Posted Nov 27, 2007 5:19 UTC (Tue) by dwheeler (guest, #1216) [Link]

Hmpf. I respect Jody's efforts to get OOXML more fully documented. And I agree that better documentation of OOXML is a good thing, because that will help people escape OOXML.

But the notion that ODF represents only one developer's system is nonsense. OpenDocument was certainly influenced by OpenOffice.org, but its co-developers include Corel (Word Perfect) and many others. KDE KOffice has had a heavy hand in its direction. And most of the OpenDocument developers were deeply familiar with Microsoft Office's format. Notice that the ODF group's charter permitted significant changes, to enable generalization and improvement - and it WAS changed.
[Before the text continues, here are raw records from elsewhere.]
PR #2931, opened 2026-04-29
[Aqara/Locks] Remove unnecessary sequence number increment check

haedo-doo:
Check all that apply

# Type of Change

          - [ ] I have signed the CLA
- [ ] Bug fix
- [ ] New feature
- [x] Refactor

# Checklist

# Description of Change

# Summary of Completed Tests

### DIFF
--- a/drivers/Aqara/aqara-lock/src/init.lua
+++ b/drivers/Aqara/aqara-lock/src/init.lua
@@ -253,16 +253,11 @@ local function lock_state_handler(driver, device, value, zb_rx)
     local payload = string.sub(text, 4, string.len(text))
     local func_id = toValue(payload, 1, 1) .. "." .. toValue(payload, 2, 1) .. "." .. toValue(payload, 3, 2)
     local serial_num = toValue(msg, 3, 2)
-    local last_serial_num = device:get_field(SERIAL_NUM_RX) or 0
 
-    if serial_num > last_serial_num then
-      device:set_field(SERIAL_NUM_RX, serial_num)
-      if resource_id[func_id] then
-        resource_id[func_id].event_handler(driver, device, resource_id[func_id].event_name,
-          toValue(payload, 6, string.byte(payload, 5)))
-      end
-    else
-      request_generate_shared_key(device)
+    device:set_field(SERIAL_NUM_RX, serial_num)
+    if resource_id[func_id] then
+      resource_id[func_id].event_handler(driver, device, resource_id[func_id].event_name,
+        toValue(payload, 6, string.byte(payload, 5)))
     end
   end
 end
--- a/drivers/Aqara/aqara-lock/src/init.lua
+++ b/drivers/Aqara/aqara-lock/src/init.lua
@@ -23,7 +23,6 @@ local CLOUD_PUBLIC_KEY = "__cloud_public_key"
 local SUPPORTED_ALARM_VALUES = { "damaged", "forcedOpeningAttempt", "unableToLockTheDoor", "notClosedForALongTime",
   "highTemperature", "attemptsExceeded" }
 local SERIAL_NUM_TX = "serial_num_tx"
-local SERIAL_NUM_RX = "serial_num_rx"
 local SEQ_NUM = "seq_num"
 local THRESHOLD_BATTERY = {
   ["aqara.lock.akr011"] = { low = 47, dryout = 28 },  -- K100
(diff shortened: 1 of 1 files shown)


haedo-doo:
Avoid redundant key exchanges triggered by out-of-order Zigbee messages under poor signal conditions.

drivers/Aqara/aqara-lock/src/init.lua
```diff
@@ -253,16 +253,11 @@ local function lock_state_handler(driver, device, value, zb_rx)
...
 
-    if serial_num > last_serial_num then
-      device:set_field(SERIAL_NUM_RX, serial_num)
-      if resource_id[func_id] then
-        resource_id[func_id].event_handler(driver, device, resource_id[func_id].event_name,
-          toValue(payload, 6, string.byte(payload, 5)))
-      end
-    else
-      request_generate_shared_key(device)
+    device:set_field(SERIAL_NUM_RX, serial_num)
```
tpmanley: Do you anticipate a future use of this or could be considered for removal? In the current code I don't see anything else reading the `SERIAL_NUM_RX` field.

drivers/Aqara/aqara-lock/src/init.lua
```diff
@@ -253,16 +253,11 @@ local function lock_state_handler(driver, device, value, zb_rx)
     local payload = string.sub(text, 4, string.len(text))
     local func_id = toValue(payload, 1, 1) .. "." .. toValue(payload, 2, 1) .. "." .. toValue(payload, 3, 2)
     local serial_num = toValue(msg, 3, 2)
-    local last_serial_num = device:get_field(SERIAL_NUM_RX) or 0
 
-    if serial_num > last_serial_num then
```
cjswedes, line 258: With this check removed, how will duplicate/stale messages that are sent by a device be detected? It seems like this could result in extra/stale lock events being emitted.

drivers/Aqara/aqara-lock/src/init.lua
```diff
@@ -253,16 +253,11 @@ local function lock_state_handler(driver, device, value, zb_rx)
...
-      device:set_field(SERIAL_NUM_RX, serial_num)
-      if resource_id[func_id] then
-        resource_id[func_id].event_handler(driver, device, resource_id[func_id].event_name,
-          toValue(payload, 6, string.byte(payload, 5)))
-      end
-    else
-      request_generate_shared_key(device)
```
cjswedes, line 265: What is the initial reason for having this here? are there cases where a key does need to be generated if the message serial numbers start getting out of order?

cjswedes (commented):
There currently are not any tests for how an old serial number in a message is handled. Please add a test to show what events the driver will emit if such a message is received.

drivers/Aqara/aqara-lock/src/init.lua
haedo-doo: Thanks for the feedback. I've removed the unnecessary fields.

drivers/Aqara/aqara-lock/src/init.lua
haedo-doo: Thanks for the feedback. The main reason for this change is to prevent an infinite loop of shared key regeneration caused by out-of-order messages in unstable Zigbee networks.

In the current logic, if a message (e.g., N+1) is lost but subsequent messages (N+2 to N+8) arrive first, the driver expects the next sequence to be higher than N+8. When the door lock later retries the lost N+1, the driver treats it as an invalid or stale packet and immediately triggers the shared key regeneration process. In poor network conditions, this cycle repeats indefinitely, leading to a deadlock where the device becomes unusable.

drivers/Aqara/aqara-lock/src/init.lua
haedo-doo: While this validation was initially implemented following the manufacturer's guide, it causes severe side effects in real-world environments. Therefore, I decided to remove it to ensure connectivity and stability.

Regarding the test cases, the SmartThings Edge Driver framework does not support simulating the encryption key generation process or assigning arbitrary keys. Since the door lock communicates all data with the hub exclusively through encrypted messages, it is currently impossible to implement meaningful test cases that incorporate this encryption logic. We ask for your understanding regarding these platform-level constraints.

cjswedes: Given the lack of ability to add unit tests, I assume this is tested manually.

cjswedes (approved):

hcarter-775 (approved):

kdbang:
As far as I know, this logic is for preventing key mismatch issue. so the checking sequence number logic was added. This PR is about removing key-regeneration. Is there any other way to address key mismatch issue?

In contrast, OOXML was only permitted to document more or less - not to make any substantive changes. Anyone who thinks OOXML didn't NEED changes obviously hasn't looked at it :-).
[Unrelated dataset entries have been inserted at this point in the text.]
PR #2938, opened 2026-04-30
Matter Switch: Version gate the extra init event on added

hcarter-775:
# Description of Change
As of Hub FW 58, the caching issues have been solved and so this extra event is not required any longer. 

# Summary of Completed Tests
This changeset is large primarily because I took this opportunity to restructure several test files that were checking the entire added -> init -> doConfigure cycle for every test, or that were testing pieces of code that were already tested elsewhere verbatim. I also just removed the added check in several places for simplicity, rather than re-versioning ~100 tests.

In particular, I really took the hammer to [test_matter_switch.lua‎](https://github.com/SmartThingsCommunity/SmartThingsEdgeDrivers/pull/2938/changes#diff-e3a5fd063cee499ccdbc8f49df165cd06bbc0b389e4bddacc8acfd407dab37f3) and [test_light_illuminance_motion.lua‎](https://github.com/SmartThingsCommunity/SmartThingsEdgeDrivers/pull/2938/changes#diff-c6d721e804fe1a90b244e4d823e7f396abd57142a36bf0cc8e98497073890f2e), since there was significant overlap between these 2 and they were the first ones I looked at. I think a similar treatment is likely due for many of our Generic Switch tests, but I selectively reworked pieces as time permitted.

### DIFF
--- a/drivers/SmartThings/matter-switch/src/test/test_matter_button.lua
+++ b/drivers/SmartThings/matter-switch/src/test/test_matter_button.lua
@@ -6,9 +6,10 @@ local capabilities = require "st.capabilities"
 local t_utils = require "integration_test.utils"
 local clusters = require "st.matter.clusters"
 local button_attr = capabilities.button.button
-local utils = require "st.utils"
-local dkjson = require "dkjson"
 local uint32 = require "st.matter.data_types.Uint32"
+local fields = require "switch_utils.fields"
+local switch_utils = require "switch_utils.utils"
+local st_utils = require "st.utils"
 
 local mock_device = test.mock_device.build_test_matter_device({
   profile = t_utils.get_profile_definition("button.yml"),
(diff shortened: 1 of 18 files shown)


drivers/SmartThings/matter-switch/src/test/test_matter_button.lua
```diff
@@ -498,67 +412,205 @@ test.register_message_test(
...
+      mock_device_battery, 1, {uint32(clusters.PowerSource.attributes.BatPercentRemaining.ID)}
+    )})
+    expect_configure_button(mock_device_battery)
+    mock_device_battery:expect_metadata_update({ profile = "button-battery" })
+  end,
+  {
+    test_init = test_init_profile_change_with_battery,
+    min_api_version = 17
+  }
+)
```
cjswedes, line 542: This is the same test as the one above.

cjswedes (approved):

drivers/SmartThings/matter-switch/src/test/test_matter_button.lua
hcarter-775: very true, good callout. I'd initially only been planning to test the one path, but expanded it to the other cases and forgot to remove the initial one.

cjswedes:
Looks like there are several failing tests.

hcarter-775:
@cjswedes yeah I'm looking into that, we just merged the Irrigation System PR and I need to update those tests

hcarter-775:
New unit tests updated in a similar way.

OOXML is a single-vendor proprietary format. In contrast, OpenDocument is designed to enable interoperability between suppliers. Documenting OOXML is important, because it simplifies the transition from OOXML to OpenDocument, but that's all OOXML is really good for. There's no need for OOXML to become an ISO standard. Any vendor is free to document their internal format, and ISO doesn't need to rubber-stamp this.
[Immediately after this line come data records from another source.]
PR #2937, opened 2026-04-30
CHAD-16364 & CHAD-16365: Add lockUsers and lockCredentials capability

cbaumler:
This PR replaces https://github.com/SmartThingsCommunity/SmartThingsEdgeDrivers/pull/2416. I've re-arranged the commits into two: one covering Zigbee and one covering Z-Wave to make review easier. I've also rebased onto `main` and done some extensive conflict resolution (using AI). Here's the summary of the changes required to resolve conflicts:

- Kept the new split-driver architecture in zigbee-lock/src/init.lua and zwave-lock/src/init.lua because the rebase was introducing capability-mode routing, not reverting it.
- Resolved both top-level [sub_drivers.lua](https://github.com/SmartThingsCommunity/SmartThingsEdgeDrivers/blob/feature/chad-16364/drivers/SmartThings/zigbee-lock/src/sub_drivers.lua) and [sub_drivers.lua](https://github.com/SmartThingsCommunity/SmartThingsEdgeDrivers/blob/feature/chad-16364/drivers/SmartThings/zwave-lock/src/sub_drivers.lua) to load the old/new capability mode selectors directly, which is the correct shape for the new dispatcher layout.
- Flattened the mode wrappers in `zigbee-lock/src/using-old-capabilities/init.lua` and `zwave-lock/src/using-old-capabilities/init.lua` because wrapping require("...sub_drivers") in an extra table would have produced the wrong subdriver structure.
- Preserved `zwave-lock/src/apiv6_bugfix/init.lua` and added it back to the Z-Wave subdriver list because it is still a live compatibility workaround, not dead code.
- Kept the legacy fingerprint-based handlers in the moved using-old-capabilities tree, since the merge was a directory split and path rewrite, not a behavior change for those devices.
- Merged the Yale fingerprint-lock test in `zigbee-lock/src/test/test_zigbee_yale-fingerprint-lock.lua` so both the old-capability and migrated-lock paths remain covered after the capability migration.

# Type of Change

- [ ] WWST Certification Request
     - If this is your first time contributing code:
          - [ ] I have reviewed the README.md file
          - [ ] I have reviewed the CODE_OF_CONDUCT.md file
          - [ ] I have signed the CLA
     - [ ] I plan on entering a WWST Certification Request or have entered a request through the WWST Certification console at developer.smartthings.com
- [ ] Bug fix
- [x] New feature
- [ ] Refactor

# Checklist

- [x] I have performed a self-review of my code
- [ x] I have commented my code in hard-to-understand areas
[...]

PR #2939, opened 2026-05-01
Zigbee Lock: Support SLGA Migration

hcarter-775:
# Description of Change

Note on structure: The legacy-handlers subdriver keeps some subdrivers that have specific non-conformant behavior that relates specifically to lockCodes. This includes lock-without-codes, which no longer needs to exist in the modern implementation, as well as the yale-fingerprint-lock subdriver, which sets the lockCodes maxCodes state. Similarly, the yale subdriver has lockCodes-specific behavior as well.

However, upon analysis it was clear that the sub-sub-driver yale-bad-battery-reporter subdriver was 1. not unique to yale, and 2. was distinct from any lockCodes behavior, so it was pulled out into the now default subdrivers. Also, the samsungds subdriver had minimal differences between the old and new handling, so I condensed them.

The other primary thing that was removed from the now-legacy-handlers subdriver is the old added handler, for the following 2 reasons. 1. Generally, devices should not be added to this driver any longer, and 2. We now use the added main driver implementation to initially set the migrated keyword to true.

I find the fact that the entire migrated state depends on a keyword set only once in added to be a little precarious, but nothing stands out to me initially at this not working.

# Summary of Completed Tests
Migration process, plus lockUsers/lockCredentials functionality, has been tested on-device with two different kwikset locks.

Unit tests added (I renamed some of the previous tests to be `_legacy`, to clarify that they are testing pre-migration functionality.


drivers/SmartThings/zigbee-lock/src/init.lua
```diff
@@ -96,228 +59,471 @@ local alarm_handler = function(driver, device, zb_mess)
...
-    if (lock_utils.get_lock_codes(device)[code_slot] ~= nil) then
-      -- Code has been deleted
-      lock_utils.lock_codes_event(device, lock_utils.code_deleted(device, code_slot))
-    else
-      -- Code is unset
-      event.value = code_slot .. " unset"
-      device:emit_event(event)
-    end
+local function device_added(driver, device)
+  if device:supports_capability_by_id(capabilities.lockCodes.ID) and device._provisioning_state == "TYPED" then
```
cjswedes, line 63: This provisioning state typed check should only not be true for devices that are driver switched, do we need to consider the driver switch case wrt migration? I assume this would rarely happen and it it did, it would be a user moving from a custom driver to ours, in which case IMO we can ask them to re-onboard if anything goes wrong.

drivers/SmartThings/zigbee-lock/src/init.lua
```diff
@@ -96,228 +59,471 @@ local alarm_handler = function(driver, device, zb_mess)
...
     end
-    device:emit_event(LockCodes.maxCodes(value.value, { visibility = { displayed = false } }))
   end
 end
 
-local handle_max_code_length = function(driver, device, value)
-  device:emit_event(LockCodes.maxCodeLength(value.value, { visibility = { displayed = false } }))
+local add_user_handler = function(driver, device, command)
+  if lock_utils.busy_check_and_set(device, {name = lock_utils.ADD_USER, type = lock_utils.LOCK_USERS}) then
+    return
```
cjswedes, line 173: If this happens, whats the user experience? Does the app just time out?

drivers/SmartThings/zigbee-lock/src/init.lua
```diff
@@ -96,228 +59,471 @@ local alarm_handler = function(driver, device, zb_mess)
...
+    device:set_field(lock_utils.CHECKING_CODE, 1)
+  end
+
+  device:send(LockCluster.server.commands.GetPINCode(device, device:get_field(lock_utils.CHECKING_CODE)))
+end
+
+local init = function(driver, device)
+  lock_utils.reload_tables(device)
+  device.thread:call_with_delay(15, function(d)
+    reload_all_codes(device)
```
tpmanley, line 138: Do we have to reload all codes every time or can we put a guard on this so it's only done in the cases where it's needed?

drivers/SmartThings/zigbee-lock/src/init.lua
```diff
@@ -96,228 +59,471 @@ local alarm_handler = function(driver, device, zb_mess)
...
+    if lock_utils.get_credential(device, credential_index) ~= nil then
+      -- Credential has been deleted.
+      lock_utils.delete_credential(device, credential_index)
+      emit_event = true
+    end
+  end
+
+  if (credential_index == device:get_field(lock_utils.CHECKING_CODE)) then
+    -- the credential we're checking has arrived
+    local last_slot = device:get_latest_state("main", capabilities.lockCredentials.ID,
```
tpmanley, line 460: Are we guaranteed to have `pinUsersSupported` state at this point or do we need to handle the case where it's not set yet?

drivers/SmartThings/zigbee-lock/src/init.lua
hcarter-775: Seems that all of the actual sends in this function are gated on if the cache is actually empty, so I think that's effectively done.

tpmanley: It doesn't look like `SendPINOverTheAir` and `GetPINCode` are gated

hcarter-775: Ah yeah, my bad. Seems like this was 1-1 copied from the current [Zigbee Lock handling](https://github.com/SmartThingsCommunity/SmartThingsEdgeDrivers/blob/main/drivers/SmartThings/zigbee-lock/src/init.lua#L33) (which is now in legacy-handlers), and the capability cache checks have just been moved to the new capabilities.

drivers/SmartThings/zigbee-lock/src/legacy-handlers/init.lua
```diff
@@ -0,0 +1,374 @@
...
+  local max_codes    = device:get_latest_state("main", capabilities.lockCodes.ID, capabilities.lockCodes.maxCodes.NAME, 0)
+  if (code_length ~= nil) then
+    max_code_len = code_length
+    min_code_len = code_length
+  end
+
+  device:emit_event(LockCredentials.minPinCodeLen(min_code_len, { visibility = { displayed = false } }))
+  device:emit_event(LockCredentials.maxPinCodeLen(max_code_len, { visibility = { displayed = false } }))
+  device:emit_event(LockCredentials.pinUsersSupported(max_codes, { visibility = { displayed = false } }))
+  device:emit_event(LockCredentials.credentials(lock_credentials, { visibility = { displayed = false } }))
```
cjswedes, line 324: You could consider setting the credential and user tables on the device at this point. I think everything should work since the tables are reloaded when accessed, but its a bit fragile and potentially prone to race conditions to rely on the state cache to be immediately updated.

drivers/SmartThings/zigbee-lock/src/zigbee_lock_utils.lua
```diff
@@ -0,0 +1,309 @@
...
+  TABLES_LOADED = "tablesLoaded",
+  UPDATE_CREDENTIAL = "updateCredential",
+  UPDATE_USER = "updateUser",
+  USER_INDEX = "userIndex",
+  USER_NAME = "userName",
+  USER_TYPE = "userType",
+  SLGA_MIGRATED = "slgaMigrated"
+}
+
+lock_utils.DELETE_ALL_USERS = 0xFF
```
cjswedes, line 39: This overrides what was previously set (`"deleteAllUsers"`). I think everything will still work as intended (just a weird command status name during the delete operation, but it does look like a potential bug, and is misleading. I think you should a new constant for the protocol credential index special value that means all users.

drivers/SmartThings/zigbee-lock/src/init.lua
```diff
@@ -96,228 +59,471 @@ local alarm_handler = function(driver, device, zb_mess)
...
+      device:set_field(lock_utils.CHECKING_CODE, checkingCode)
+      device:send(LockCluster.server.commands.GetPINCode(device, checkingCode))
+    end
+  end
+
+  if emit_event then
+    lock_utils.send_events(device)
+  end
+  -- ignore handling the busy state for these commands, they are handled within their own handlers
+  if command ~= nil and command ~= lock_utils.DELETE_ALL_CREDENTIALS and command ~= lock_utils.DELETE_ALL_USERS then
```
cjswedes, line 476: These `command ~= ...` checks will always be true since command is a table.

drivers/SmartThings/zigbee-lock/src/init.lua
```diff
@@ -96,228 +59,471 @@ local alarm_handler = function(driver, device, zb_mess)
...
-  device:send(LockCluster.server.commands.GetPINCode(device, command.args.codeSlot))
-end
+local add_credential_handler = function(driver, device, command)
+  if lock_utils.busy_check_and_set(device, {name = lock_utils.ADD_CREDENTIAL, type = lock_utils.LOCK_CREDENTIALS}) then
+    return
+  end
+  local user_index = tonumber(command.args.userIndex)
+  local user_type = command.args.userType
+  local credential_type = command.args.credentialType
+  local credential_data = command.args.credentialData
```
cjswedes, line 281: I think we should also extract credentialName, and include that in the `ACTIVE_CREDENTIAL` field, so the data is not lost when we emit an event. Same goes for the other places we set ACTIVE_CREDENTIAL in update_credential_handler and delete_credential_handler, and then the lock_utils.add_credential function would need to consider it as well (I dont think I missed any...)

drivers/SmartThings/zigbee-lock/src/init.lua
```diff
@@ -349,22 +555,22 @@ local lock_operation_event_handler = function(driver, device, zb_rx)
...
-          lock_codes[code_id] ~= nil) then
-        code_name = lock_codes[code_id]
+      local code_name = "Code " .. code_id
+      local user = lock_utils.get_user(device, code_id)
+      if user ~= nil then
+        code_name = user.userName
       end
-      event.data = {method = METHOD[0], codeId = code_id .. "", codeName = code_name}
+
+      event.data = { method = METHOD[0], codeId = code_id .. "", codeName = code_name }
```
cjswedes, line 573: I think this is the old event data, and should include the new lock capability fields. The full list of fields in the lock attribute are:
- codeId
- codeName
- userIndex
- userName
- userType
- timeout
- unlockDirection

I am not sure what the plugin expects for these events, but the requirements say that unlock events should include the user information, and the codeId/codeName are legacy fields.

drivers/SmartThings/zigbee-lock/src/init.lua
```diff
@@ -349,22 +555,22 @@ local lock_operation_event_handler = function(driver, device, zb_rx)
...
-    if (source == 0 and device:supports_capability_by_id(capabilities.lockCodes.ID)) then --keypad
+    if (source == 0 and device:supports_capability_by_id(capabilities.lockUsers.ID)) then --keypad
       local code_id = zb_rx.body.zcl_body.user_id.value
-      local code_name = "Code "..code_id
-      local lock_codes = device:get_field("lockCodes")
-      if (lock_codes ~= nil and
-          lock_codes[code_id] ~= nil) then
-        code_name = lock_codes[code_id]
+      local code_name = "Code " .. code_id
+      local user = lock_utils.get_user(device, code_id)
```
cjswedes, line 568: The zigbee message's `user_id` maps to our credential capability not the users capability. 

```suggestion
      local credential = lock_utils.get_credential(device, code_id)
      local user = lock_utils.get_user(device, credential.userIndex)
```

drivers/SmartThings/zigbee-lock/src/init.lua
```diff
@@ -96,228 +59,471 @@ local alarm_handler = function(driver, device, zb_mess)
...
+  local delay = 0
+  for _, credential in pairs(credentials) do
+    local credential_index = tonumber(credential.credentialIndex)
+    device.thread:call_with_delay(delay, function()
+      device:send(LockCluster.server.commands.ClearPINCode(device, credential_index))
+    end)
+    device.thread:call_with_delay(delay + 2, function(d)
+      device:send(LockCluster.server.commands.GetPINCode(device, credential_index))
+    end)
+    delay = delay + 2
```
cjswedes, line 384: If there are more than 5 credentials being deleted, the "busy state" will be cleared prior to the command being completed.

We could consider upping the busy state timeout to be 30 or 60 seconds, but it comes with the possibility that the user will see unexplained failures if they try to deal with any failure situations by issuing more commands within that window of the initial failed command.

cjswedes: A similar timing situation occurs with delete_all_users

drivers/SmartThings/zigbee-lock/src/init.lua
```diff
@@ -96,228 +59,471 @@ local alarm_handler = function(driver, device, zb_mess)
...
+    device:send(LockCluster.attributes.MaxPINCodeLength:read(device))
   end
+  if (device:get_latest_state("main", capabilities.lockCredentials.ID, capabilities.lockCredentials.minPinCodeLen.NAME) == nil) then
+    device:send(LockCluster.attributes.MinPINCodeLength:read(device))
+  end
+  if (device:get_latest_state("main", capabilities.lockCredentials.ID, capabilities.lockCredentials.pinUsersSupported.NAME) == nil) then
+    device:send(LockCluster.attributes.NumberOfPINUsersSupported:read(device))
+  end
+  if (device:get_latest_state("main", capabilities.lockUsers.ID, capabilities.lockUsers.totalUsersSupported.NAME) == nil) then
+    device:send(LockCluster.attributes.NumberOfTotalUsersSupported:read(device))
```
cjswedes, line 126: I dont think this is needed. 1 there is no handler for the attribute, and 2 it has no bearing on our credentials/user capabilities. I think the total number of users supported is equal to the total number of pin users supported, although I am not entirely sure how the legacy driver supported RFID credentials on zigbee locks...the max users according to the spec is the larger of NumberOfPINUsersSupported or NumberOfRFIDUsersSupported

drivers/SmartThings/zigbee-lock/src/legacy-handlers/yale-fingerprint-lock/can_handle.lua
```diff
@@ -0,0 +1,13 @@
+-- Copyright 2026 SmartThings, Inc.
+-- Licensed under the Apache License, Version 2.0
+
+return function(opts, driver, device)
+  local fingerprints = require("yale-fingerprint-lock.fingerprints")
```
nickolas-deboom, line 5: I think this should be
```suggestion
  local fingerprints = require("legacy-handlers.yale-fingerprint-lock.fingerprints")
```

drivers/SmartThings/zigbee-lock/src/legacy-handlers/legacy_lock_utils.lua
```diff
@@ -0,0 +1,89 @@
...
+  device:emit_event(event)
+  legacy_lock_utils.reset_code_state(device, code_slot)
+  return lock_codes
+end
+
+function legacy_lock_utils.populate_state_from_data(device)
+  if device.data.lockCodes ~= nil and device:get_field(legacy_lock_utils.MIGRATION_COMPLETE) ~= true then
+    -- build the lockCodes table
+    local lockCodes = {}
+    local lc_data = json.decode(device.data.lockCodes)
```
nickolas-deboom, line 74: Maybe add a nil check for device.data.lockCodes? in case migration is incomplete or something

drivers/SmartThings/zigbee-lock/src/init.lua
ctowns: FWIW in the matter lock driver, we just have a separate handler for the `driverSwitched` event that mirrors `do_configure`,  If we want to address the driver switch case, I  think we could add handling for the driver switch case by encapsulating the configuration logic in a helper function and just calling that same function from the `doConfigure` and the `driverSwitched` handler.

cjswedes: IMO driver switching locks should be treated like a LAN device, and basically not be supported officially. Should anyone try to do it and face issues, the solution is re-onboarding.

drivers/SmartThings/zigbee-lock/src/zigbee_lock_utils.lua
cjswedes: Actually I think we will emit an event for command status with 0xFF as the command name.

drivers/SmartThings/zigbee-lock/src/init.lua
hcarter-775: That was my thinking. Agreed that we could add a driverSwitched handler if we wanted to support that, but it should not match the normal user experience.

drivers/SmartThings/zigbee-lock/src/legacy-handlers/yale-fingerprint-lock/can_handle.lua
hcarter-775: Nah, it is correctly pointed. The same fingerprints accessing this legacy subdriver should access the updated subdriver.

drivers/SmartThings/zigbee-lock/src/init.lua
hcarter-775: Fyi I've decided to make some updates to all the command name stuff, so I'd hold off on reviewing this for the moment.

drivers/SmartThings/zigbee-lock/src/init.lua
hcarter-775: Also, fyi the `added` handler shouldn't really be related to the `SWITCHED` state.

drivers/SmartThings/zigbee-lock/src/init.lua
```diff
@@ -96,228 +59,471 @@ local alarm_handler = function(driver, device, zb_mess)
...
-    local last_slot = device:get_latest_state("main", capabilities.lockCodes.ID, capabilities.lockCodes.maxCodes.NAME) - 1
-    if (code_slot >= last_slot) then
-      device:emit_event(LockCodes.scanCodes("Complete", { visibility = { displayed = false } }))
-      device:set_field(lock_utils.CHECKING_CODE, nil)
-    else
-      local checkingCode = device:get_field(lock_utils.CHECKING_CODE) + 1
-      device:set_field(lock_utils.CHECKING_CODE, checkingCode)
-      device:send(LockCluster.server.commands.GetPINCode(device, checkingCode))
-    end
+  driver:inject_capability_command(device, {
```
ctowns, line 72: Do you know why this is done via injecting the `refresh` command rather than just calling a separate function? If a delay is necessary, a timer could be used. This might just be something historical from the old driver code, I just didn't know the reason why it was done this way and was curious.

drivers/SmartThings/zigbee-lock/src/legacy-handlers/init.lua
hcarter-775: Not sure what you mean by this, we are just updating our own internal models here, so we shouldn't need to update the device itself.

cjswedes: We are emitting capability events for the credentials and users that the device has based on what was stored in the lock codes (persisted device field). After migration credentials and users are stored as transient device fields, and are essentially a cache of what the state store has for the capability attribute state. There is a potential race condition where the events issued during migration are not cached prior to the next get_latest_state being called to read the state of those attributes. I think the way the hub to driver messaging currently works makes this guarantee to work as expected, but its an implicit guarantee. 

In my mind there are 3 options:
1. Do nothing as implicitly we are guaranteed to get the correct state do to the way the driver -> hub messaging works.
2. Call get_latest_state for lockUsers and lockCredentials prior to emitting the events (the device object will cache the existing values, and the events emitted will update the cache before the driver even sends the event to the hub).
3. Do what is done in reload_tables and set the lock users/lock credentials fields on the device object.

I am fine with 1, just wanted to call it out that we are relying on multiple round trip communications to the hub by relying on the state cache to be updated immediately following event emission.

hcarter-775:
Closing in favor of: https://github.com/SmartThingsCommunity/SmartThingsEdgeDrivers/pull/2956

I agree that it's terrible that there are two different competing specifications. But Microsoft was asked, repeatedly, to join the OpenDocument group. The fundamental problem is that Microsoft does not wish to cooperate with other suppliers to create a vendor-neutral format. I wish they did.

ISO's tagline includes "One standard, one test...". It's not clear that they really mean it; if they accept OOXML, it may mean the beginning of the end of ISO. If they accept OOXML, it's not clear why they should be trusted.

There are a lot of reports about suspicious activities at the standards body level, yet OOXML still hasn't been approved. OpenDocument didn't have to stuff the committees with dozens of new members. Instead, it got through OASIS and ISO _without_ these shenanigans. Somebody (I think it was Weir) documented that in the international committees, the experienced members tended to vote against OOXML (because of its many problems), and only the new members (paid to join SPECIFICALLY to vote for OOXML) typically vote for it. OpenDocument sailed right through, when only the experienced people were there to vote. Pretending that the two specifications are "the same" is ignoring reality.